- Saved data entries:
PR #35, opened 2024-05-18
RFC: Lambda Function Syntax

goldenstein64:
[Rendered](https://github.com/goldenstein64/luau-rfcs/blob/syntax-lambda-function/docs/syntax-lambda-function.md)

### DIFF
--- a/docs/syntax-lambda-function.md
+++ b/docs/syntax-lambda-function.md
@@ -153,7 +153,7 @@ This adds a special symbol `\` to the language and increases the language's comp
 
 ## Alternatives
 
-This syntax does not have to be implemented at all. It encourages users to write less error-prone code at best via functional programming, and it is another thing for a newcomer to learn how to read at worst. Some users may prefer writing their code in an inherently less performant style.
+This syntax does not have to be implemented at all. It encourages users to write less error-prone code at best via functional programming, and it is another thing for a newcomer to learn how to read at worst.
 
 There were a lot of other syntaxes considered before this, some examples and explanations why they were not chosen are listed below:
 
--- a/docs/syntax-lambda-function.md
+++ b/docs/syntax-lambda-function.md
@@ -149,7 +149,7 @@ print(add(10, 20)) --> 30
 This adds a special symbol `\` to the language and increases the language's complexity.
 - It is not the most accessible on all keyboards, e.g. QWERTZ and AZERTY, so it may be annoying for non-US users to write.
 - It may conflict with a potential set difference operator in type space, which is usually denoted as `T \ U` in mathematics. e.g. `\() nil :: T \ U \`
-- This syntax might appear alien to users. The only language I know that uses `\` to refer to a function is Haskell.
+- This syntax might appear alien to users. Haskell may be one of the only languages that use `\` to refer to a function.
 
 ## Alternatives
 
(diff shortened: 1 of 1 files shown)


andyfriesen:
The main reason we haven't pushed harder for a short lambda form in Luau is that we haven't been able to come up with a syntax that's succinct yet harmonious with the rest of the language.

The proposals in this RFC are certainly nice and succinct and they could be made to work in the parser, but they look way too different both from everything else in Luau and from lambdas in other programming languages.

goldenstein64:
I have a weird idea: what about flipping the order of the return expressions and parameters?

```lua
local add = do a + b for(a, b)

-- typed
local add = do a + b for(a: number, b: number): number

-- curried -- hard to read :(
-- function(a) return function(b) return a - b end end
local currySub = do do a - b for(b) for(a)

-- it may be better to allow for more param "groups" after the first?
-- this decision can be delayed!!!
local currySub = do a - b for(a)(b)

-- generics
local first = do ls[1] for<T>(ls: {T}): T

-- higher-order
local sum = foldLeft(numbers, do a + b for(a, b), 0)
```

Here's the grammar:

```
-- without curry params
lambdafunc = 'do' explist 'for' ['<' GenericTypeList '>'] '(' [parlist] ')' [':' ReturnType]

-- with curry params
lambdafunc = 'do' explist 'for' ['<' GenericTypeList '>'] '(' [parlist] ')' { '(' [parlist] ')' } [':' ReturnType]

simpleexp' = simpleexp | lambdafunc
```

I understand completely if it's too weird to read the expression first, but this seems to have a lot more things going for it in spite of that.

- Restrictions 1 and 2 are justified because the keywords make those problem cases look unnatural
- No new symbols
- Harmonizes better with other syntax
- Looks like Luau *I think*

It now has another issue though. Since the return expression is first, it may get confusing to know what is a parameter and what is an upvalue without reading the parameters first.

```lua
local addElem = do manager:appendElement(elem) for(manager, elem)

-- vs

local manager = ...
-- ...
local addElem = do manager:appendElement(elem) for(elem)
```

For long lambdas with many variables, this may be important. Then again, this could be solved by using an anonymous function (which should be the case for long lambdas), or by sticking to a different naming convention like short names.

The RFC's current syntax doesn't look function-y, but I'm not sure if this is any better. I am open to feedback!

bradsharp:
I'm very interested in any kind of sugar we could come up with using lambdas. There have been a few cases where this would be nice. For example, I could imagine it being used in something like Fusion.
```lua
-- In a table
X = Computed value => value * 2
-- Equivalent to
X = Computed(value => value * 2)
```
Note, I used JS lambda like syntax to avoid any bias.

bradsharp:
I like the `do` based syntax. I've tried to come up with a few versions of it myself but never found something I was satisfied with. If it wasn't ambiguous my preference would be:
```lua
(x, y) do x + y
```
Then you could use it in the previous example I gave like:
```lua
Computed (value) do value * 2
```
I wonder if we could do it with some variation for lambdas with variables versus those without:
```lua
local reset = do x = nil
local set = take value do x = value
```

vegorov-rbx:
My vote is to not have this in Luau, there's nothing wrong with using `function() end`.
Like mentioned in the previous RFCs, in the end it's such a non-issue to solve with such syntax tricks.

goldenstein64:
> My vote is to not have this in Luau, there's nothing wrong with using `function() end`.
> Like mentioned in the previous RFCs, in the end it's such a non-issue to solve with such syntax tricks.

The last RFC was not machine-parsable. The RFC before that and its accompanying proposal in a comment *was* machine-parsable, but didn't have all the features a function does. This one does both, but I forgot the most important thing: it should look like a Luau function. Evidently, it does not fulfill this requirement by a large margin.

---

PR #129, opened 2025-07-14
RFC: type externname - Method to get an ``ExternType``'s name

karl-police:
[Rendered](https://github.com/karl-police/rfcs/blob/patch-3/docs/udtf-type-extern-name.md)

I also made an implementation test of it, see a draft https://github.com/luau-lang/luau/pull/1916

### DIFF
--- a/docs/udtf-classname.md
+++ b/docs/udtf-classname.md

...

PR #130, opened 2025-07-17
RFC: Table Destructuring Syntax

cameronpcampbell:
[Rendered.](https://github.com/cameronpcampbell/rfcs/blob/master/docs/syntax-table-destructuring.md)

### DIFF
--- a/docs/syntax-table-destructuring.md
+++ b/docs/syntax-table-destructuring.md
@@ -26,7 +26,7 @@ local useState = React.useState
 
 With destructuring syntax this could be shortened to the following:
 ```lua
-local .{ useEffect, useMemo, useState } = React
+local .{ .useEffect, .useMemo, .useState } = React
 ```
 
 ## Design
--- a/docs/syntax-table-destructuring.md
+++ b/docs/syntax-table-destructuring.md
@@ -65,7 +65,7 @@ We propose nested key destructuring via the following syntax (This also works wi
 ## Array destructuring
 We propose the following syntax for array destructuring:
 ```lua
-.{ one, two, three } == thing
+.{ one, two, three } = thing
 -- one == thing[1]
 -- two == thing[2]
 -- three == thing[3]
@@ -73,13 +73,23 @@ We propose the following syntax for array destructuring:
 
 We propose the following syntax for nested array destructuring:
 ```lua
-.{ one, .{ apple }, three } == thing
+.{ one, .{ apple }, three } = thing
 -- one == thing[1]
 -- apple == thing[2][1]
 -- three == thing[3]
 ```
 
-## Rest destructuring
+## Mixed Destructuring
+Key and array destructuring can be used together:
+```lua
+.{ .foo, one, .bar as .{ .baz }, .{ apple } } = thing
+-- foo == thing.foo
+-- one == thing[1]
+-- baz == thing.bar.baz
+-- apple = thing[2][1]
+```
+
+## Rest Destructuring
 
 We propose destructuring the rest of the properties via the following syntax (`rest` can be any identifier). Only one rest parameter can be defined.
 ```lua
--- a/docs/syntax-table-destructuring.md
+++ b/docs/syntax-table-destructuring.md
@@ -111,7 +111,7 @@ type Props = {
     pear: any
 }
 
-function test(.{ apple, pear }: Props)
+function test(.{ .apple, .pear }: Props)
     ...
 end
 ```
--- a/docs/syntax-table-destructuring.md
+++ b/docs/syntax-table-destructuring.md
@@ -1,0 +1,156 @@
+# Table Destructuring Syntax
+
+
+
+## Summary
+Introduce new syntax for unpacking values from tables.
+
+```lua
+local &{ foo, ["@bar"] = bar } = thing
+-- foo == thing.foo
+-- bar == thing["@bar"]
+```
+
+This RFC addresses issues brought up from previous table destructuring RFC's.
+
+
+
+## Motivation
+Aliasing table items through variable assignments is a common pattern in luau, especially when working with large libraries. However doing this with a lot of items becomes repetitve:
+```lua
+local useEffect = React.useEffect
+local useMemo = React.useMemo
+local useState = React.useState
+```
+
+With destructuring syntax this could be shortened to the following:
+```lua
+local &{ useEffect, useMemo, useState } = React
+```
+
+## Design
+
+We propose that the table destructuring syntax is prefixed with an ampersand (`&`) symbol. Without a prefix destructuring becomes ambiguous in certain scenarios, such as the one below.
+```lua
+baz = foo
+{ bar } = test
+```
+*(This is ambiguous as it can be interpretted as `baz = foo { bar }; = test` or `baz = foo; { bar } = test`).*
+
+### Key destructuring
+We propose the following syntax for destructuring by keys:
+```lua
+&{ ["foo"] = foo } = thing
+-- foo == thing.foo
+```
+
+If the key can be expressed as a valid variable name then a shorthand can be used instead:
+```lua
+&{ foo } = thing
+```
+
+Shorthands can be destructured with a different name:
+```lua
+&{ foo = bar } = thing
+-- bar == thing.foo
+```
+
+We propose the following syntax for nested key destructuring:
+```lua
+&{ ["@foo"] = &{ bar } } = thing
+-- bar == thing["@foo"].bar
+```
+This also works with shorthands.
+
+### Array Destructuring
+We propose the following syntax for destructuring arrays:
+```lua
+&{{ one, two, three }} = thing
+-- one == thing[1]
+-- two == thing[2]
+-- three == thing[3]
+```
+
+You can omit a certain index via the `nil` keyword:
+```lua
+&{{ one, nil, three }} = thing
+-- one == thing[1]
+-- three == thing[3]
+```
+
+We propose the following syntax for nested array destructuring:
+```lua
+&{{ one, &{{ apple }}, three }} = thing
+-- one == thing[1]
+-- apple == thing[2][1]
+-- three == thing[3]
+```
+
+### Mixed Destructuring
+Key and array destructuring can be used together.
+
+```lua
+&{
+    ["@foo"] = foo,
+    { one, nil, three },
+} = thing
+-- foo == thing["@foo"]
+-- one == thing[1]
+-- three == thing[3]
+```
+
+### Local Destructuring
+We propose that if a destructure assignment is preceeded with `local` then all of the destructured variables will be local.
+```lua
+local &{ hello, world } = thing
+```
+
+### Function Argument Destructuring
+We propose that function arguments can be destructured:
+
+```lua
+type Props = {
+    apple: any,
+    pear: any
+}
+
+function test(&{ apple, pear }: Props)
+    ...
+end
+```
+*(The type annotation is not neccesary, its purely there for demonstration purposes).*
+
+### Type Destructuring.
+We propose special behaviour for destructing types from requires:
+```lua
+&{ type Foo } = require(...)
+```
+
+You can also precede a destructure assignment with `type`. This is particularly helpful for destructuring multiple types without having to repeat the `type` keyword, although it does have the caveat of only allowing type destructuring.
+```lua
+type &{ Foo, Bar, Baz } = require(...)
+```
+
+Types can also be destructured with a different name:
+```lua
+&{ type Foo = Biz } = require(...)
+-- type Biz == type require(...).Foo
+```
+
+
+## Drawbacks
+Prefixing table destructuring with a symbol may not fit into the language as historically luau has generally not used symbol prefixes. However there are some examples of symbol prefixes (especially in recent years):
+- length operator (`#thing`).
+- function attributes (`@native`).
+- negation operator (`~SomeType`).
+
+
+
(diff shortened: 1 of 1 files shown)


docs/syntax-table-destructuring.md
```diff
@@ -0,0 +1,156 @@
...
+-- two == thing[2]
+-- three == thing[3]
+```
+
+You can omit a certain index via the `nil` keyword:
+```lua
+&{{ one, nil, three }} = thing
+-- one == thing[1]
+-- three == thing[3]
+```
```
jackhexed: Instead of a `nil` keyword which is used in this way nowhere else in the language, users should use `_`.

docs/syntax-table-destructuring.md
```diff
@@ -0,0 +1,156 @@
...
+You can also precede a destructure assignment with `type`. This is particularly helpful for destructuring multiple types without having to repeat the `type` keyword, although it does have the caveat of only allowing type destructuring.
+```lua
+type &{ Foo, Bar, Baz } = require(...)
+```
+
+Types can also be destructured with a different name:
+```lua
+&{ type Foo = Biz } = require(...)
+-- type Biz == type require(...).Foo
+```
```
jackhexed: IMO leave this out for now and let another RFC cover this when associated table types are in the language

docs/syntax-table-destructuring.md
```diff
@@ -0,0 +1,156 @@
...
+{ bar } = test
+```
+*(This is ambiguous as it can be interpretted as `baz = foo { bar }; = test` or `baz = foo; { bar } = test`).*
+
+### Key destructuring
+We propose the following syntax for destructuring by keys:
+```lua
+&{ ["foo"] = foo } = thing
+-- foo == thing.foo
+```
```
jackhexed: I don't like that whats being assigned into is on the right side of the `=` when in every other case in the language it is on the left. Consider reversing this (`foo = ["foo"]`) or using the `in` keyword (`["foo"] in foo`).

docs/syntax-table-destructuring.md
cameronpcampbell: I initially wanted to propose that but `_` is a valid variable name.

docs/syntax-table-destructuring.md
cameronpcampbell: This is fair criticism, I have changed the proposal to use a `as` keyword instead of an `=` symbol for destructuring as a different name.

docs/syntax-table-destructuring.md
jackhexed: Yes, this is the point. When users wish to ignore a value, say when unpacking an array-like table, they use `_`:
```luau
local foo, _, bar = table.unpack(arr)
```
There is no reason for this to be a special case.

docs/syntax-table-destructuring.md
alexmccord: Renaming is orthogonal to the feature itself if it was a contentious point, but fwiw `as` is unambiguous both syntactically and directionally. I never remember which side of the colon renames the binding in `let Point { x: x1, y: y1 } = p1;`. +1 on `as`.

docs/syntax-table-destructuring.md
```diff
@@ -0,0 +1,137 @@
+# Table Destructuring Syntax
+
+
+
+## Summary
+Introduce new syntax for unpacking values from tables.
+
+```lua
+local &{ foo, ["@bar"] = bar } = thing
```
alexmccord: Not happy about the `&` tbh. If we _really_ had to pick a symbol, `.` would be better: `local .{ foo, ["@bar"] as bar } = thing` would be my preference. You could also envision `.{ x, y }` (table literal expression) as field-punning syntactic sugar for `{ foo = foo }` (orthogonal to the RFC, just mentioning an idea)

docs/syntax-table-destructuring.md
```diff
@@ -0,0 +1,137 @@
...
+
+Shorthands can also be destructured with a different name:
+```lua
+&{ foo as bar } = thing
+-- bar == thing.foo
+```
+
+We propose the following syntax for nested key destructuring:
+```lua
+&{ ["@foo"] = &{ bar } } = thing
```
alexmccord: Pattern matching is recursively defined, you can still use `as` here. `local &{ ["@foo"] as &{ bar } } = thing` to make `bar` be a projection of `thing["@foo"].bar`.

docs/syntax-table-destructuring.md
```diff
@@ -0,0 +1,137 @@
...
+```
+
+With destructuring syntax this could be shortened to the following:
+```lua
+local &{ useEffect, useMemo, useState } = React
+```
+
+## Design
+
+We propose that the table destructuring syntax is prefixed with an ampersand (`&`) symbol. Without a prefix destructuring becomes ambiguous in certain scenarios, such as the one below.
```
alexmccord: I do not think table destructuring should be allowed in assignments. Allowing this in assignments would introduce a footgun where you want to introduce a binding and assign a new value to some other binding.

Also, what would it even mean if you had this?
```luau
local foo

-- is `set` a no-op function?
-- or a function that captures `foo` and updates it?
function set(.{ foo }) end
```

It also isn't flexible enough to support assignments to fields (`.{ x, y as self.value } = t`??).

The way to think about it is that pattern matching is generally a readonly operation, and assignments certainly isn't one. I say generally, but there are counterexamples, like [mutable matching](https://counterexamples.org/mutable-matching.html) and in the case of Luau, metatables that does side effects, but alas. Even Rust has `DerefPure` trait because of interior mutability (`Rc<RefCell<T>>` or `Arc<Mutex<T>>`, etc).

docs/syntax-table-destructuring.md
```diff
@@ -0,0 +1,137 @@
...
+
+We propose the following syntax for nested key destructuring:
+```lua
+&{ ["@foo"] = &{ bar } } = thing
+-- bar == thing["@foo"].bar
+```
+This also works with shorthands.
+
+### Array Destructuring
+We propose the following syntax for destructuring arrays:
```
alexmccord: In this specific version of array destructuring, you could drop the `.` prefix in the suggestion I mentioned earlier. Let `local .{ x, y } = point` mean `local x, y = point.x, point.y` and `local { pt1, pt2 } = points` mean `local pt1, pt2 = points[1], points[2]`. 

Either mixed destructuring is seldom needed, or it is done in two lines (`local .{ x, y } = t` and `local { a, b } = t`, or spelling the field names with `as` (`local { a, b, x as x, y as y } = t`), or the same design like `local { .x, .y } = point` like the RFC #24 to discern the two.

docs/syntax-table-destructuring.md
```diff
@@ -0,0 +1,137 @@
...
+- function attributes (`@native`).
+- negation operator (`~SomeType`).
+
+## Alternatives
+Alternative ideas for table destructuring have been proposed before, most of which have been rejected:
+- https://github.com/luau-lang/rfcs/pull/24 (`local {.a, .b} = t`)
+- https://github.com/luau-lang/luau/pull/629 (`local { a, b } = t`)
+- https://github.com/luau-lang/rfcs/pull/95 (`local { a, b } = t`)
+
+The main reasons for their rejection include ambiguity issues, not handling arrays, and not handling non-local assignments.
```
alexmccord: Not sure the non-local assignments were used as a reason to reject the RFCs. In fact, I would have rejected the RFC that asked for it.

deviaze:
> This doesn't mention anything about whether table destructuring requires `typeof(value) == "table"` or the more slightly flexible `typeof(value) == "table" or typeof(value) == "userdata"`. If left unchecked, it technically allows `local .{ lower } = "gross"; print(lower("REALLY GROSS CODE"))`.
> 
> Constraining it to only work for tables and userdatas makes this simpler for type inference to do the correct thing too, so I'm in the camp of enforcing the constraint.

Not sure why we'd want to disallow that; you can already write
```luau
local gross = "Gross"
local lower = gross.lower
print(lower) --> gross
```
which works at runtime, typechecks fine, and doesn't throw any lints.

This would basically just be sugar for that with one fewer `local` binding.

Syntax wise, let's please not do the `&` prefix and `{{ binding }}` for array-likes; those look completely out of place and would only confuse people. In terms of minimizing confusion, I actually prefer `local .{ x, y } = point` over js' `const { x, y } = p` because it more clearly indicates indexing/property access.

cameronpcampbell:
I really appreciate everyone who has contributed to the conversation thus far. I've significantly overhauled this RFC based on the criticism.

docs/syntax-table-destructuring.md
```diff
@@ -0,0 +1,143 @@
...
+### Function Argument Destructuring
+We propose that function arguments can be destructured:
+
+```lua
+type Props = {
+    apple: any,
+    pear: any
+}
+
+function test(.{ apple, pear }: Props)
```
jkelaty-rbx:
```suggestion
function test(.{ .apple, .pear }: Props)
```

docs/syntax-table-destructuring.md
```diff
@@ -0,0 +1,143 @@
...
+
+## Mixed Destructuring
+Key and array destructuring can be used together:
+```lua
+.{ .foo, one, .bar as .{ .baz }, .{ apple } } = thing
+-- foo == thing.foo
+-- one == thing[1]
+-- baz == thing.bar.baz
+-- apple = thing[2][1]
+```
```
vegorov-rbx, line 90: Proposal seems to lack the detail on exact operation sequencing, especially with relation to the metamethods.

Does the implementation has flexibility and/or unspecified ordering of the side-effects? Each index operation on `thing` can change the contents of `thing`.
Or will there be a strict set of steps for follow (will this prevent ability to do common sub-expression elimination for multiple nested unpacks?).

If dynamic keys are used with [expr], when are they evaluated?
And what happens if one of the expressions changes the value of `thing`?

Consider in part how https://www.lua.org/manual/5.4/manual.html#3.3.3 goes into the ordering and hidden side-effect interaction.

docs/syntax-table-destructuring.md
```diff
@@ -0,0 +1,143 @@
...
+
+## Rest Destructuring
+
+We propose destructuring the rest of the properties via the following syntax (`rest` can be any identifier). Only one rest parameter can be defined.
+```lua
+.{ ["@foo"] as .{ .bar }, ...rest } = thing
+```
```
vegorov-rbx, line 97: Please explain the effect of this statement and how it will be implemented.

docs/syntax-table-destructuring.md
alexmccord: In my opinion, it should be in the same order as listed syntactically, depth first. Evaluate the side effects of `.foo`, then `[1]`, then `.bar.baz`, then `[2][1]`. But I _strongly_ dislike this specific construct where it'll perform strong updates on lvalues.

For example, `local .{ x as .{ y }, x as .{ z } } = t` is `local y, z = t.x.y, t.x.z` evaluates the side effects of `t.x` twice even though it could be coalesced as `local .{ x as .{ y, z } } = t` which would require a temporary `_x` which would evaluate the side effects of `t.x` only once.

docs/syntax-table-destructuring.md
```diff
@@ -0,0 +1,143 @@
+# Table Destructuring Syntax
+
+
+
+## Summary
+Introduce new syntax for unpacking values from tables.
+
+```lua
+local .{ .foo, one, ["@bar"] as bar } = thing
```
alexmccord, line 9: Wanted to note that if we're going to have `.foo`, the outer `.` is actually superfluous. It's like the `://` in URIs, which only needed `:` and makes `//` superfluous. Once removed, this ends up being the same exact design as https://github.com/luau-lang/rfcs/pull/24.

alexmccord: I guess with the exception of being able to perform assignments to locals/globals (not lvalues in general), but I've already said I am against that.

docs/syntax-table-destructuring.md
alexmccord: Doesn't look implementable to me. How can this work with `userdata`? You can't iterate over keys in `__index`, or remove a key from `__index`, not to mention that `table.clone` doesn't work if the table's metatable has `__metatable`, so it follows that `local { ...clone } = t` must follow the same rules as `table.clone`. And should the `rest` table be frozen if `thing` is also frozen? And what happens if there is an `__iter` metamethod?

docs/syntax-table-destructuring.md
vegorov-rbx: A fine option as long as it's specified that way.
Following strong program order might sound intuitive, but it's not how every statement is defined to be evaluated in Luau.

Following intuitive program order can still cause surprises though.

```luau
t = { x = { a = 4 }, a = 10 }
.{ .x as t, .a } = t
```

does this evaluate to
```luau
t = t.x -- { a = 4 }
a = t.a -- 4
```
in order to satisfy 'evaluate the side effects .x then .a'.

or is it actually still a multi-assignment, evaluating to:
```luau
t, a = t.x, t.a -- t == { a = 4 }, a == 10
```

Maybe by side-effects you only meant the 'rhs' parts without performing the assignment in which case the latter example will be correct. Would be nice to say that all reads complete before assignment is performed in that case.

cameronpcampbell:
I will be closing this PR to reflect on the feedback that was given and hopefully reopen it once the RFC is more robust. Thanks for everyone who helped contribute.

- What the exercise asks: Filter the entries down to the lines holding the string "ReturnType". Copy each of those lines.

- Response to the exercise:
lambdafunc = 'do' explist 'for' ['<' GenericTypeList '>'] '(' [parlist] ')' [':' ReturnType]
lambdafunc = 'do' explist 'for' ['<' GenericTypeList '>'] '(' [parlist] ')' { '(' [parlist] ')' } [':' ReturnType]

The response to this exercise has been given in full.